■ **TASK**: Locate the line that contains "fix: disableBrowserFetching change" in the entries below. Retype it and all following lines through the final one, character for character.

Stored data entries:

PR #1377, opened 2023-03-29
fix: disableBrowserFetching change from open to check

zamboney:
[trello](https://trello.com/c/X2TDz0vG)

add new test in `e2e`


SophieDePaula (commented):
Looks good, I'll add this value in `eyesCheckMapping.test.js` tests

■ **RESPONSE AREA**:
fix: disableBrowserFetching change from open to check

zamboney:
[trello](https://trello.com/c/X2TDz0vG)

add new test in `e2e`


SophieDePaula (commented):
Looks good, I'll add this value in `eyesCheckMapping.test.js` tests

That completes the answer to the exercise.